Medical Device Daily Senior Staff Writer

Lead failures have plagued the implantable cardioverter defibrillator (ICD) market for years, so it is only natural that ICD makers would develop a way to give patients all the benefits of having an ICD without the risks associated with having wires running from the device into the heart itself. The FDA has granted Boston Scientific (Natick, Massachusetts) approval for its S-ICD system, which the company says is the world's only commercially available subcutaneous implantable defibrillator for the treatment of patients at risk for sudden cardiac arrest (SCA).

The S-ICD system sits entirely just below the skin without the need for electrodes or leads to be placed into the heart. This leaves the heart and blood vessels untouched, the company noted, offering patients an alternative to transvenous ICDs.

Hank Kucheman, CEO of Boston Scientific, told Medical Device Daily that the system creates a significant market opportunity for the company and its shareholders, as well as an important option for patients who either are not good candidates for transvenous ICDs or are eligible but don't want the traditional devices because of the risks.

The company acquired the S-ICD system earlier this year when it completed the acquisition of Cameron Health (Medical Device Daily, June 11, 2012). Boston Scientific paid $150 million at closing but the agreement called for an additional potential payment of $150 million to be made upon FDA approval of the S-ICD system and up to an additional $1.05 billion of potential payments to be made upon the achievement of specified revenue-based criteria over a six-year period following FDA approval.

Kucheman says the addition of the S-ICD system gives Boston Scientific a "compelling and highly differentiated" portfolio that will help fuel the company's growth strategy. "We are the only company to offer an FDA-approved subcutaneous implantable defibrillator and expect this to be the case for several years."

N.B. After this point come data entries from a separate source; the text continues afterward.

PR #505, opened 2018-07-24
PARQUET-1355: Improvement Binary write performance

wangyum:
Details can be found here: [PARQUET-1355](https://issues.apache.org/jira/browse/PARQUET-1355).
The write performance will be increased from `50983 ms` to `45423 ms`, close to `44432 ms`.

### DIFF
--- a/parquet-column/src/main/java/org/apache/parquet/io/api/Binary.java
+++ b/parquet-column/src/main/java/org/apache/parquet/io/api/Binary.java
@@ -1,4 +1,4 @@
-/* 
+/*
  * Licensed to the Apache Software Foundation (ASF) under one
  * or more contributor license agreements.  See the NOTICE file
  * distributed with this work for additional information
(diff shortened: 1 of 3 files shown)


rdblue:
I agree that we want to avoid exposing the internal buffer. If we did that, we would lose information about whether or not it is reused and we would also break the abstraction. Is there a way to get the performance gain without exposing the underlying byte array? I'm surprised that using a ByteBuffer, which should be backed by the same bytes, is so much slower.

wangyum:
@rednaxelafx Do you have a good idea?

scottcarey:
ByteBuffer has always been significantly slower, in my experience, if you are not reading/writing in large chunks (e.g. any reading of singular values like ints/longs versus copying out or in large byte ranges).

The JVM can optimize loops over byte[] much more easily, the ByteBuffer abstraction gets in the way -- firstly by having at least two implementations in memory it introduces virtual dispatch that is usually optimized away but not always, and its harder for the JVM to see through the interface to elide redundant bounds-checks and similar.

A ByteBuffer can match a byte array if you use certain sun.misc.Unsafe access methods, maybe the Java 9+ VarHandle stuff can also match it, but I have not tried.

gatorsmile:
@rdblue Does this mean a performance regression is introduced in the write path of binary data after we upgrade Parquet from 1.10 to 1.8 in Spark?

PR #506, opened 2018-07-30
PARQUET-1280: [parquet-protobuf] Use maven protoc plugin

nandorKollar:
Use Maven plugin to generate test sources for Protobuf. Unfortunately I couldn't find any "official" plugin for this, not sure if the one I picked is the best choice.

### DIFF
--- a/parquet-protobuf/pom.xml
+++ b/parquet-protobuf/pom.xml
@@ -32,7 +32,6 @@
   <properties>
     <elephant-bird.version>4.4</elephant-bird.version>
     <protobuf.version>3.5.1</protobuf.version>
-    <!-- allow using protoc from an alternative path -->
   </properties>
 
 
--- a/parquet-protobuf/pom.xml
+++ b/parquet-protobuf/pom.xml
@@ -32,8 +32,8 @@
   <properties>
     <elephant-bird.version>4.4</elephant-bird.version>
     <protobuf.version>3.5.1</protobuf.version>
+    <protoc.version>3.5.1</protoc.version>
     <!-- allow using protoc from an alternative path -->
-    <protoc.path>protoc</protoc.path>
   </properties>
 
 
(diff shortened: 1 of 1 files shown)


parquet-protobuf/pom.xml
```diff
@@ -148,28 +148,24 @@
...
+              <protocVersion>${protoc.version}</protocVersion>
+              <addProtoSources>all</addProtoSources>
+              <outputDirectory>${project.build.directory}/generated-test-sources/java</outputDirectory>
+              <inputDirectories>
+                <include>src/test/resources</include>
+              </inputDirectories>
+            </configuration>
           </execution>
         </executions>
       </plugin>
```
qinghui-xu: Looks good to me

qinghui-xu:
It might be interesting to merge it soon.

qinghui-xu:
Let's merge it? @nandorKollar

nandorKollar:
@qinghui-xu sorry, though I wish I could, but I can't merge this PR, since I'm not a committer on Parquet. In addition, AFAIK an other committers approval is needed to get this merged.

parquet-protobuf/pom.xml
```diff
@@ -32,8 +32,8 @@
   <properties>
     <elephant-bird.version>4.4</elephant-bird.version>
     <protobuf.version>3.5.1</protobuf.version>
+    <protoc.version>3.5.1</protoc.version>
```
gszadovszky: Why this new property is required next to the existing `protobuf.version` with the same value?

nandorKollar: Good question. Can't think of any scenario where having two version (one for protobuf dependency and one for protoc plugin) would be beneficial.

gszadovszky: So, it seems some cleanup might be required.
I think, it is good to use the same version number for the `protobuf-java` version and the protoc binary version. Let's use the one we already have.
We also have the `protoc.path` property which is not required anymore.

gszadovszky:
@nandorKollar, this way we do not need the protobuf in our travis environment. Could you please remove the related parts

qinghui-xu:
Thanks for merging this PR ;-)

PR #507, opened 2018-07-31
PARQUET-1364: Invalid row indexes for pages starting with nulls

gszadovszky:


parquet-column/src/main/java/org/apache/parquet/column/impl/ColumnWriterBase.java
```diff
@@ -84,6 +84,10 @@ private void definitionLevel(int definitionLevel) {
 
   private void repetitionLevel(int repetitionLevel) {
     repetitionLevelColumn.writeInteger(repetitionLevel);
+    assert pageRowCount == 0 ? repetitionLevel == 0 : true : "Every page shall start on record boundaries";
```
zhaochengzhch, line 87: What is the logic of adding verification here? I have encountered a situation where the valuecount is 0 but the replicationlevel is not 0. Is this situation itself normal? Why do you need to add this check after columnindex

gszadovszky: @zhaochengzhch, I think the message describes it. We require to end/start pages at record boundaries so the repetition level shall be `0` when the page row count is `0` (which means we are starting a page). If the repetition level is not `0` at this point it breaks the mentioned requirement which is needed for column indexes.

PR #508, opened 2018-08-02
PARQUET-1367 upgrade a few libs for security reasons

mattdarwin:
There are a number of libraries which need updating.  Among other reasons, there are [several security issues filed in CVE for Hadoop](https://cve.mitre.org/cgi-bin/cvekey.cgi?keyword=hadoop) and [guava](https://cve.mitre.org/cgi-bin/cvename.cgi?name=CVE-2018-10237)


parquet-hadoop/pom.xml
```diff
@@ -76,7 +76,7 @@
     <dependency>
       <groupId>org.xerial.snappy</groupId>
       <artifactId>snappy-java</artifactId>
-      <version>1.1.2.6</version>
```
nandorKollar: could you please link the CVEs for snappy-java?

nandorKollar:
Looks like there are compilation failures, probably because of the Guava upgrade. Could you please have a look at it?

parquet-hadoop/pom.xml
mattdarwin: There is no CVE that I found for snappy-java.  But here at Oracle the security team won't approve use of software more than 18 months or 5 versions old.  snappy-java 1.1.26 is 26 months and 9 releases old.  For that reason I included it in the PR.  (Same applies for fastutil and slf4j.)

mattdarwin:
Thanks, I've now pushed in the fix.

nandorKollar (approved):
LGTM

mattdarwin:
I attempted to upgrade elephant bird (since 4.4 is also quite old), but it appears that from version 4.5 onwards they removed some packages, including `com.twitter.elephantbird.thrift.test`, so I had to revert it.

Fokko:
Just rebased. It looks like a lot of the stuff is already on the master branch.

Fokko:
Closing this since it is outdated

PR #819, opened 2020-09-24
PARQUET-1915: Add nullify column

shangxinli:

### Jira

### Tests

### Commits

### Documentation

### DIFF
--- a/parquet-cli/src/main/java/org/apache/parquet/cli/commands/ColumnMaskingCommand.java
+++ b/parquet-cli/src/main/java/org/apache/parquet/cli/commands/ColumnMaskingCommand.java
@@ -32,7 +32,6 @@ import org.apache.parquet.hadoop.metadata.ParquetMetadata;
 import org.apache.parquet.hadoop.util.ColumnMasker;
 import org.apache.parquet.hadoop.util.ColumnMasker.MaskMode;
 import org.apache.parquet.hadoop.util.CompressionConverter.TransParquetFileReader;
-import org.apache.parquet.hadoop.util.CompressionConverter.TransParquetFileWriter;
 import org.apache.parquet.hadoop.util.HadoopInputFile;
 import org.apache.parquet.schema.MessageType;
 import org.slf4j.Logger;
@@ -90,7 +89,7 @@ public class ColumnMaskingCommand extends BaseCommand {
 
     ParquetMetadata metaData = ParquetFileReader.readFooter(getConf(), inPath, NO_FILTER);
     MessageType schema = metaData.getFileMetaData().getSchema();
-    TransParquetFileWriter writer = new TransParquetFileWriter(getConf(), schema, outPath, ParquetFileWriter.Mode.CREATE);
+    ParquetFileWriter writer = new ParquetFileWriter(getConf(), schema, outPath, ParquetFileWriter.Mode.CREATE);
     writer.start();
 
     try (TransParquetFileReader reader = new TransParquetFileReader(HadoopInputFile.fromPath(inPath, getConf()), HadoopReadOptions.builder(getConf()).build())) {
--- a/parquet-cli/src/main/java/org/apache/parquet/cli/commands/ColumnMaskingCommand.java
+++ b/parquet-cli/src/main/java/org/apache/parquet/cli/commands/ColumnMaskingCommand.java
@@ -1,0 +1,104 @@
+/*
+ * Licensed to the Apache Software Foundation (ASF) under one
+ * or more contributor license agreements.  See the NOTICE file
+ * distributed with this work for additional information
+ * regarding copyright ownership.  The ASF licenses this file
+ * to you under the Apache License, Version 2.0 (the
+ * "License"); you may not use this file except in compliance
+ * with the License.  You may obtain a copy of the License at
+ *
+ *   http://www.apache.org/licenses/LICENSE-2.0
+ *
+ * Unless required by applicable law or agreed to in writing,
+ * software distributed under the License is distributed on an
+ * "AS IS" BASIS, WITHOUT WARRANTIES OR CONDITIONS OF ANY
+ * KIND, either express or implied.  See the License for the
+ * specific language governing permissions and limitations
+ * under the License.
+ */
+
+package org.apache.parquet.cli.commands;
+
+import com.beust.jcommander.Parameter;
+import com.beust.jcommander.Parameters;
+import com.google.common.base.Preconditions;
+import com.google.common.collect.Lists;
+import org.apache.hadoop.fs.Path;
+import org.apache.parquet.HadoopReadOptions;
+import org.apache.parquet.cli.BaseCommand;
+import org.apache.parquet.hadoop.ParquetFileReader;
+import org.apache.parquet.hadoop.ParquetFileWriter;
+import org.apache.parquet.hadoop.metadata.ParquetMetadata;
+import org.apache.parquet.hadoop.util.ColumnMasker;
+import org.apache.parquet.hadoop.util.ColumnMasker.MaskMode;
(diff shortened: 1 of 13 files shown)


shangxinli:
@gszadovszky @Fokko  Do you have time to review this change?

parquet-cli/src/main/java/org/apache/parquet/cli/commands/ColumnMaskingCommand.java
```diff
@@ -0,0 +1,104 @@
...
+  @Parameter(description = "<mask mode: nullify, hash, redact>")
+  String mode;
+
+  @Parameter(description = "<input parquet file path>")
+  String input;
+
+  @Parameter(description = "<output parquet file path>")
+  String output;
+
+  @Parameter(description = "columns to be repalced with masked value")
```
gszadovszky, line 64:
```suggestion
  @Parameter(description = "columns to be replaced with masked value")
```

parquet-hadoop/src/main/java/org/apache/parquet/hadoop/util/ColumnMasker.java
```diff
@@ -0,0 +1,274 @@
...
+        // we just write one null for the whole list at the top level, instead of nullify the elements in the list one by one
+        if (rlvl == 0) {
+          cWriter.writeNull(rlvl, dlvl - 1);
+        }
+      } else {
+        cWriter.writeNull(rlvl, dlvl);
+      }
+    }
+
+    BytesInput data = cWriter.concatWriters();
```
gszadovszky, line 150: So the concept is to write the nulls into a "hacked" `ColumnWrite`r and extract the bytes from it then write it as a page. This way you write the whole column chunk into one page. This breaks the concept of column-indexes that we write new pages for a couple of rows (default is 20k) even if the pages are small in bytes.
I think, it would be much better to use a proper `PageWriteStore` instead of a dummy one and let the original implementation decide when to create new pages. This way you do not need to extend the existing interface with `contactWriters` (which also breaks the current concept of the interface that is only a sink for the data).

parquet-cli/src/main/java/org/apache/parquet/cli/commands/ColumnMaskingCommand.java
```diff
@@ -0,0 +1,104 @@
...
+public class ColumnMaskingCommand extends BaseCommand {
+
+  private ColumnMasker masker;
+
+  public ColumnMaskingCommand(Logger console) {
+    super(console);
+    masker = new ColumnMasker();
+  }
+
+  @Parameter(description = "<mask mode: nullify, hash, redact>")
```
gszadovszky, line 55: I am not sure it is a good idea the different modes and throw exceptions that some of them are not supported/implemented. We are heading to the next major release and I think it is not a good user experience to have such features list as if they work properly but they are not implemented yet.

gszadovszky (changes requested):
Started reviewing but found a conceptual issue so stopped there and tried to explain.

parquet-cli/src/main/java/org/apache/parquet/cli/commands/ColumnMaskingCommand.java
shangxinli: > I am not sure it is a good idea the different modes and throw exceptions that some of them are not supported/implemented. We are heading to the next major release and I think it is not a good user experience to have such features list as if they work properly but they are not implemented yet.

Sounds good! I will remove unsupported ones from the list.

parquet-hadoop/src/main/java/org/apache/parquet/hadoop/util/ColumnMasker.java
shangxinli: The problem is we need to make the class ColumnChunkPageWriteStore public because we are under the namespace of org.apache.parquet.hadoop.util which cannot use ColumnChunkPageWriteStore for now.

gszadovszky: We already have a lot of classes that are public because of we cannot fine-tune the java visibility but are for internal use only. I would suggest make it public if it is required for your design and comment that it is not for public use. You may want to use the yetus' `@Private` annotation as well.

shangxinli: sure

gszadovszky (changes requested):
NOTE: Travis failure is unrelated to this change. The problem is with the twitter maven repo (maven.twttr.com).

parquet-hadoop/src/main/java/org/apache/parquet/hadoop/util/CompressionConverter.java
```diff
@@ -53,10 +56,15 @@
...
 
 import java.io.IOException;
+import java.util.ArrayList;
+import java.util.HashMap;
 import java.util.List;
 import java.util.Map;
 import java.util.stream.Collectors;
 
+import static org.apache.parquet.hadoop.ParquetWriter.DEFAULT_BLOCK_SIZE;
+import static org.apache.parquet.hadoop.ParquetWriter.MAX_PADDING_SIZE_DEFAULT;
```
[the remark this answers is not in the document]
shangxinli: Sounds good!

parquet-hadoop/src/main/java/org/apache/parquet/hadoop/util/CompressionConverter.java
```diff
@@ -267,5 +275,19 @@ public PageHeader readPageHeader() throws IOException {
     public long getPos() throws IOException {
       return f.getPos();
     }
+
+    public SeekableInputStream getStream() {
+      return f;
+    }
+  }
+
+  public static final class TransParquetFileWriter extends ParquetFileWriter {
```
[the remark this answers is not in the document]
shangxinli: It is a left over. I will remove it.

parquet-column/src/main/java/org/apache/parquet/column/ColumnWriter.java
```diff
@@ -91,5 +92,11 @@
    * @return the number of bytes of memory used to buffer the current data
    */
   long getBufferedSizeInMemory();
+
+  /**
+   * concat all the values writer in the order of repetitionLevel writer, definitionLevel writer, and data writer
+   * @return combined values in the type of ByteInput
+   */
+  BytesInput concatWriters();
```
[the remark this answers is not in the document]
shangxinli: yes, leftovers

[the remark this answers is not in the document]
shangxinli: I will remove

parquet-tools/src/main/java/org/apache/parquet/tools/command/ColumnMaskingCommand.java
```diff
@@ -0,0 +1,98 @@
...
+import org.apache.parquet.schema.MessageType;
+
+import java.util.List;
+import java.util.Set;
+
+import static org.apache.parquet.format.converter.ParquetMetadataConverter.NO_FILTER;
+import org.apache.parquet.hadoop.util.ColumnMasker.MaskMode;
+import org.apache.parquet.hadoop.util.CompressionConverter.TransParquetFileWriter;
+
+public class ColumnMaskingCommand extends ArgsOnlyCommand {
```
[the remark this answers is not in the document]
shangxinli: Yes. I added the named arguments for cli because of PARQUET-1910. For tools, I see no other commands added. So just follow the pattern.

gszadovszky (approved):

gszadovszky:
Re-triggering travis builds...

SCA is an abrupt loss of heart function. Most episodes are caused by the rapid and/or chaotic activity of the heart known as ventricular tachycardia or ventricular fibrillation, Boston Scientific noted. The company says recent estimates show roughly 850,000 people in the U.S. are at risk of SCA and indicated for an ICD device, but remain unprotected.

"This is just one piece, but a very important piece, of the puzzle," Kucheman said. "Obviously we're very excited by the introduction of this technology, we look forward to getting it into the market place in the very near future and helping the patients here today have another option."

Ken Stein, MD, chief medical officer of the cardiac rhythm management group at Boston Scientific, told MDD that "as far as I'm concerned, this is the biggest innovation" in the cardiac space in over a decade. For patients who are not indicated for an ICD because they cannot have leads in their heart, the S-ICD offers a "lifesaving option that they never had access too" before. It also offers an alternative option for patients who remain unprotected even though they are eligible for an ICD device.

"We know there are a lot of patients indicated for defibrillators today who don't get them because they are concerned about the risks involved with having leads placed into the heart," Stein said. "This gives them a less invasive option and it avoids a lot of the disadvantages of having leads in the heart."

The S-ICD system is designed to provide the same protection from SCA as transvenous ICDs. The system has two main components: the pulse generator, which powers the system, monitors heart activity, and delivers a shock if needed, and the electrode, which enables the device to sense the cardiac rhythm and deliver shocks when necessary. Both components are implanted just under the skin — the generator at the side of the chest, and the electrode beside the breastbone. Unlike transvenous ICDs, the heart and blood vessels remain untouched.

"This still has an electrode," Stein explained. "But instead of having to put the electrode through leads that go into the heart" the electrode is implanted just under the skin. The device is designed to sense the heart's rhythm and provide protection from SCA when needed.

The company also noted that implantation of the S-ICD system is straightforward using anatomical landmarks, without the need for fluoroscopy, which is required for implanting the leads attached to transvenous ICD systems.

Boston Scientific says it expects to begin a phased U.S. launch of the S-ICD system that will expand over time as medical professionals are trained on the safe and effective use of the system. The S-ICD system received CE mark in 2009 and is commercially available in many countries in Europe as well as in New Zealand.

"The S-ICD system establishes the first new category of cardiac rhythm management devices since the introduction of cardiac resynchronization therapy," said Raul Weiss, MD, associate professor-clinical, cardiovascular medicine at The Ohio State University (Columbus). "Doctors now have a breakthrough treatment option that provides protection from sudden cardiac arrest without touching the heart."

Approval of the S-ICD System was based on data from a 330-patient, prospective, non-randomized, multicenter clinical study, which evaluated the safety and effectiveness of the system in patients at risk of SCA. The device met the primary endpoints of the study, and results were presented earlier this year at the Heart Rhythm Society (Washington) 33rd annual scientific sessions.

"Each year, thousands of patients indicated for an ICD are not referred to a specialist and remain untreated," said William Abraham, MD, director of the Division of Cardiovascular Medicine at The Ohio State University Heart Center. "The S-ICD system is an important new treatment option that has the potential to improve patient acceptance of ICD therapy."